We suggest that the major limitation of the carrier-ESO formulations described in this report was inadequate carrier functionality, and not a lack of intrinsic potency of the ESO. The ESO used in the present study (designated in the literature as M23D(+02–18)) has been shown in vitro to predominantly produce skipping of exon 23, although some exon 22–23 double skipping does occur . Moreover, in this study we showed that under the most effective condition, about 50% of fibers were dystrophin-positive, resulting in about 20% of normal dystrophin expression. This indicates that on average dystrophin-positive fibers contained about 40% of the normal level of dystrophin. A similar calculation based on data reported by Lu et al , and our recent study with TAT-conjugated copolymers (Sirsi et al., manuscript submitted) suggests that dystrophin per transfected fiber may reach 75% of normal levels. Thus, the main limitation with cationic carriers seems to be their poor diffusional distribution, as indicated by large regions in muscles with no apparent transfection. Thus, further improvements in carrier functionality will likely be required to enable their usage in a clinical setting for DMD. Our group recently showed that conjugation of multiple HIV-TAT epitopes to PEI2K(PEG5K)10 copolymers greatly improved ESO delivery, using a similar dosing and intramuscular injection regimen as reported here, resulting in up to 30% dystrophin expression (Sirsi et al., manuscript submitted). Various other types of cell targeting ligands, cell penetrating peptides, or fusogenic peptides may also be conjugated to PEI to improve functionality.
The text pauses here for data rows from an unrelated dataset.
PR #1028, opened 2021-11-15
Pr/fix clipboard callbacks

### LINKED ISSUE #1027: xfixes forwarding not working
In current HEAD (b7034724abb859db36a3fa4312e4827141114f45) there's a bug regarding xfixes forwarding for selection changes. I think I know how to fix it but I am lacking time.

The problem is as follows:
- run a desktop nx session ("outer nxagent")
- from that session run an rootless nx session with konsole ("inner nxagent")
- make a selection in the konsole inside the rootless session -> clipboard owner is konsole
- make a selection on the real X server -> the outer nxagent will get a Xfixes SelectionSetOwner event from the real X server but will not trigger that event for the inner nxagent
- if the previous clipboard owner (konsole) relies on getting Xfixes events on every clipboard change and does not try to use XGetSelectionOwner() it will assume it is still the owner. The effect is that pastes in konsole will refer to itself and thus paste the previous clipboard content. This problem can e.g. be seen in konsole from RHEL 7.9 but not in the one from debian 10.

The source of all this is 7aa969cd4ee5fe6ecf74f82442e4a0a7491191c1 where I was driven by wanting to get rid of the trap and totally missed what the callback is required for.

I will re-implement the old behaviour soon (a simple revert is not working due to other changes), maybe I can drop the trap by other means.

uli42:
This fixes #1027 thus removing a release blocker

### DIFF
--- a/nx-X11/programs/Xserver/hw/nxagent/Clipboard.c
+++ b/nx-X11/programs/Xserver/hw/nxagent/Clipboard.c
@@ -377,6 +377,11 @@ static void printSelectionStat(int index)
 
   fprintf(stderr, "  CurrentSelections[].client             %s\n", nxagentClientInfoString(curSel.client));
   fprintf(stderr, "  CurrentSelections[].window             [0x%x]\n", curSel.window);
+  if (curSel.pWin)
+    fprintf(stderr, "  CurrentSelections[].pWin               [%p] (-> [0x%x])\n", (void *)curSel.pWin, WINDOWID(curSel.pWin));
+  else
+    fprintf(stderr, "  CurrentSelections[].pWin               -\n");
+  fprintf(stderr, "  CurrentSelections[].lastTimeChanged    [%u]\n", curSel.lastTimeChanged.milliseconds);
   return;
 }
 
@@ -906,12 +911,15 @@ void nxagentHandleSelectionClearFromXServerByIndex(int index)
     return;
   }
 
+  UpdateCurrentTime();
+  TimeStamp time = ClientTimeToServerTime(CurrentTime);
+
   if (IS_LOCAL_OWNER(index))
   {
     /* Send a SelectionClear event to (our) previous owner. */
     xEvent x = {0};
     x.u.u.type = SelectionClear;
-    x.u.selectionClear.time = GetTimeInMillis();
+    x.u.selectionClear.time = time.milliseconds;
     x.u.selectionClear.window = lastSelectionOwner[index].window;
     x.u.selectionClear.atom = CurrentSelections[index].selection;
 
@@ -921,8 +929,11 @@ void nxagentHandleSelectionClearFromXServerByIndex(int index)
      * Set the root window with the NullClient as selection owner. Our
      * clients asking for the owner via XGetSelectionOwner() will get
      * this for an answer.
+     * Set the CurrentSelection data just as ProcSetSelectionOwner does.
      */
+    CurrentSelections[index].lastTimeChanged = time;
     CurrentSelections[index].window = screenInfo.screens[0]->root->drawable.id;
+    CurrentSelections[index].pWin = NULL;
     CurrentSelections[index].client = NullClient;
 
     clearSelectionOwnerData(index);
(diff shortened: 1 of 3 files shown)


sunweaver:
@uli42: Don't forget to add me as reviewer, when ready with this.

uli42:
it _IS_ ready

nx-X11/programs/Xserver/hw/nxagent/Clipboard.c
```diff
@@ -921,15 +929,34 @@ void nxagentHandleSelectionClearFromXServerByIndex(int index)
...
     clearSelectionOwnerData(index);
 
     setClientSelectionStage(index, SelectionStageNone);
 
     invalidateTargetCache(index);
+
+    /*
+     * now call the callbacks. This is important, especially for
+     * xfixes events to work properly. Keep in mind that this will
+     * also call out own callback so we must be prepared there to not
```
sunweaver: s/own callback/own callbacks/ ?

sunweaver: or s/out/our/ ?

nx-X11/programs/Xserver/hw/nxagent/Clipboard.c
```diff
@@ -95,7 +95,7 @@ const int nxagentMaxSelections = 2;
 
 /* store the remote atom for all selections */
 static XlibAtom *remoteSelectionAtoms = NULL;
-static Atom *localSelelectionAtoms = NULL;
+static Atom *localSelectionAtoms = NULL;
```
sunweaver, line 98: Did I miss that? I obviously did. Tsts...

nx-X11/programs/Xserver/hw/nxagent/Clipboard.c
```diff
@@ -2394,16 +2394,7 @@ static void setSelectionOwnerOnXServer(Selection *pSelection)
...
-              nxagentClientInfoString(lastSelectionOwner[index].client),
-                  nxagentClientInfoString(pSelection->client));
-  fprintf(stderr, "%s: lastSelectionOwner.window [0x%x] -> [0x%x]\n", __func__,
-              lastSelectionOwner[index].window, pSelection->window);
-  fprintf(stderr, "%s: lastSelectionOwner.windowPtr [%p] -> [%p] [0x%x] (serverWindow: [0x%lx])\n", __func__,
-              (void *)lastSelectionOwner[index].windowPtr, (void *)pSelection->pWin,
-                  pSelection->pWin ? nxagentWindow(pSelection->pWin) : 0, serverWindow);
-  fprintf(stderr, "%s: lastSelectionOwner.lastTimeChanged [%u]\n", __func__,
-              lastSelectionOwner[index].lastTimeChanged);
+  printSelectionStat(index);
```
sunweaver, line 2398: Shouldn't the part above be shipped in a separate commit?

sunweaver: This doesn't feel related to the TimeStamp data type change...

nx-X11/programs/Xserver/hw/nxagent/Clipboard.c
```diff
@@ -877,8 +877,9 @@ void invalidateTargetCaches(void)
 
 /*
  * This is called from Events.c dispatch loop on reception of a
- * SelectionClear event. We receive this event if someone on the real
- * X server claims the selection ownership we have/had.
+ * SelectionClear or a XFixes selection event from the real X
```
sunweaver: s/a Xfixes/an Xfixes/

sunweaver (changes requested):
Some minor changes for the comments. Please amend and then let's merge.

nx-X11/programs/Xserver/hw/nxagent/Clipboard.c
uli42: no, we only have one callback. Of course it must read "our"...

nx-X11/programs/Xserver/hw/nxagent/Clipboard.c
uli42: yes, it does relate to the TimeStamp data type change. I would have needed to change all those printfs where the lastTimeChanged was referred to. The easier way was to replace those printfs by a call to central subroutine that already printed everthing and was already uptodate regarding the TimeStamp change.

nx-X11/programs/Xserver/hw/nxagent/Clipboard.c
uli42: fixed it otherwise...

Importantly, this type of peptide-PEI conjugate can likely be formulated for improved systemic delivery, which will be required to achieve meaningful therapeutic benefit. PMOs have already been shown to have limited efficacy after systemic delivery. For example, intraperitoneal injections into neonatal mdx mice of 5 mg/kg/week with PMO-peptide produced widespread dystrophin in diaphragm muscle, with low levels of expression observed in limb muscles [12, 58].